[[ Data for this exercise open ]]

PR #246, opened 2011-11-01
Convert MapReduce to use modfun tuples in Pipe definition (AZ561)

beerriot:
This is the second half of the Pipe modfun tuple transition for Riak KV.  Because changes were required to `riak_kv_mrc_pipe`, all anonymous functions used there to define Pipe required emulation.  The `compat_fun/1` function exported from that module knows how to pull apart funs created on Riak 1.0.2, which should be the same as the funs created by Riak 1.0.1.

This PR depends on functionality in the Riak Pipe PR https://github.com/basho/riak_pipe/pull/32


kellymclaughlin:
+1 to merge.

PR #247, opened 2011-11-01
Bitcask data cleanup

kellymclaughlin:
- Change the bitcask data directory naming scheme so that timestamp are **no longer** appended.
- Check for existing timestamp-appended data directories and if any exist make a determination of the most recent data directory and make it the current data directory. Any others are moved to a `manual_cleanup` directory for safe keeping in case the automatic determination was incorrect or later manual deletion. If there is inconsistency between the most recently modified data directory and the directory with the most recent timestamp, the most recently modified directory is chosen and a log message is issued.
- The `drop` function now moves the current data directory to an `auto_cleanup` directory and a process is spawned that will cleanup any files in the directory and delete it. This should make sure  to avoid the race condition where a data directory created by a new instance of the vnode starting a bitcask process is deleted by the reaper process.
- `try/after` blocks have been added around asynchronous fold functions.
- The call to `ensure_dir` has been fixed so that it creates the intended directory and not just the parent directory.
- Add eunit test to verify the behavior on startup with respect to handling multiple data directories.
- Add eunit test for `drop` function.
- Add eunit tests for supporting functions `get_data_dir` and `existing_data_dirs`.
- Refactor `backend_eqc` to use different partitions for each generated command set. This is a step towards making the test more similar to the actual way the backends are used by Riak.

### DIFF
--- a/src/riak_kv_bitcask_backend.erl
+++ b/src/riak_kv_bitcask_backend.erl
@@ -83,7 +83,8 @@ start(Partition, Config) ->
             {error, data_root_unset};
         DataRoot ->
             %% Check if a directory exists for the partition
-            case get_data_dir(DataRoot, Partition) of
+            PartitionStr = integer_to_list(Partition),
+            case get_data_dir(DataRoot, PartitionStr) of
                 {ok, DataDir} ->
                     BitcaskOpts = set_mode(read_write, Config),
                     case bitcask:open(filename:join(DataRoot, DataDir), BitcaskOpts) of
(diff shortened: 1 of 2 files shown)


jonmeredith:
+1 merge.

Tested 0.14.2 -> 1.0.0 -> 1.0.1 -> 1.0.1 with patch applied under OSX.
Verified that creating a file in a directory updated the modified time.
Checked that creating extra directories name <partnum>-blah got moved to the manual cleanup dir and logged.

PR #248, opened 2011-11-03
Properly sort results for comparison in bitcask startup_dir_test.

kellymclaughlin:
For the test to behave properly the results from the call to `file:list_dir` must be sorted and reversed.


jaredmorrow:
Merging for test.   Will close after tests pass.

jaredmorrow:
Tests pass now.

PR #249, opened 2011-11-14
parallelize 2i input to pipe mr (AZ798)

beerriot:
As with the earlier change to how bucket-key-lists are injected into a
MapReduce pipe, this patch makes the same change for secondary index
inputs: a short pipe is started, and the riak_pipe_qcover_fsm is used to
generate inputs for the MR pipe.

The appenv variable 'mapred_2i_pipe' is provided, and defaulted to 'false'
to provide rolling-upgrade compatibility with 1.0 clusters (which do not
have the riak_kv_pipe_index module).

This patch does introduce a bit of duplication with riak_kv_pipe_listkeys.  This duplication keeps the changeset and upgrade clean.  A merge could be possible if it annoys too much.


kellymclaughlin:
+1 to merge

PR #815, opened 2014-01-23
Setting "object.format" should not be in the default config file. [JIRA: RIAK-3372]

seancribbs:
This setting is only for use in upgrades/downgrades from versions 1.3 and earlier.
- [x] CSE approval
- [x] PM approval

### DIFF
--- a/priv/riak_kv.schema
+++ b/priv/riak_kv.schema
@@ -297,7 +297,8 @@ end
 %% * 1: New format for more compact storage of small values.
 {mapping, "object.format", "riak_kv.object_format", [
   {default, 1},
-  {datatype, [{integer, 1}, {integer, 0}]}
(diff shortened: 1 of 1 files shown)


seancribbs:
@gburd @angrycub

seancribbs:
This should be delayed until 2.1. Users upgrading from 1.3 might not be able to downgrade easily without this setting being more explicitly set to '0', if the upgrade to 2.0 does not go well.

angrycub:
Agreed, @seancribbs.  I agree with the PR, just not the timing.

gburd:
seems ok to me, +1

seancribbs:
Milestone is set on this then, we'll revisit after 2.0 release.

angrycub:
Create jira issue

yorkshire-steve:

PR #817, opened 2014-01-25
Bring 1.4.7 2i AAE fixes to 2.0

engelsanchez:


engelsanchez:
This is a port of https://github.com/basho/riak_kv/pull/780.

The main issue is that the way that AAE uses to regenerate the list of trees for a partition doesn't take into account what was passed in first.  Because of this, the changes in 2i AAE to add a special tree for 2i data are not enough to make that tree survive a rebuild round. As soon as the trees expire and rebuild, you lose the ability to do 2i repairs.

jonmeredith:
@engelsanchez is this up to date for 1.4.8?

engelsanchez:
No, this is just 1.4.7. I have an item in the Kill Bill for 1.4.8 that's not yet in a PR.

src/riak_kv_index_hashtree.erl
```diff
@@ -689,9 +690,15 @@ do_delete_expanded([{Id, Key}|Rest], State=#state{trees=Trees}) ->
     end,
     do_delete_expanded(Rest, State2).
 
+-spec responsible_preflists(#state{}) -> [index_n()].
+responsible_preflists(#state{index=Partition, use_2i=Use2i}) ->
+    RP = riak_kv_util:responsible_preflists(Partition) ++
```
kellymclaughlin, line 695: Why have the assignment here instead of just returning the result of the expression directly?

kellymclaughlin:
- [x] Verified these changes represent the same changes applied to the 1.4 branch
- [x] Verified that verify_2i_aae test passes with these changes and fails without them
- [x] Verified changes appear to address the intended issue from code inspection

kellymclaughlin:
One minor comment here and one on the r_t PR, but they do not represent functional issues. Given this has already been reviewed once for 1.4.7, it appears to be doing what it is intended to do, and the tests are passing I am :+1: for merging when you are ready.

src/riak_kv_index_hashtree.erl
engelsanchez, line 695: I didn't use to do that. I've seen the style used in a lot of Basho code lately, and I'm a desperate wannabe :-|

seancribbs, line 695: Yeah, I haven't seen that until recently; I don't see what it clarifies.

[[ Data for this exercise closed ]]

## What you have to do
Where a line of the data holds "without", show that line.

## Solution
This should be delayed until 2.1. Users upgrading from 1.3 might not be able to downgrade easily without this setting being more explicitly set to '0', if the upgrade to 2.0 does not go well.
- [x] Verified that verify_2i_aae test passes with these changes and fails without them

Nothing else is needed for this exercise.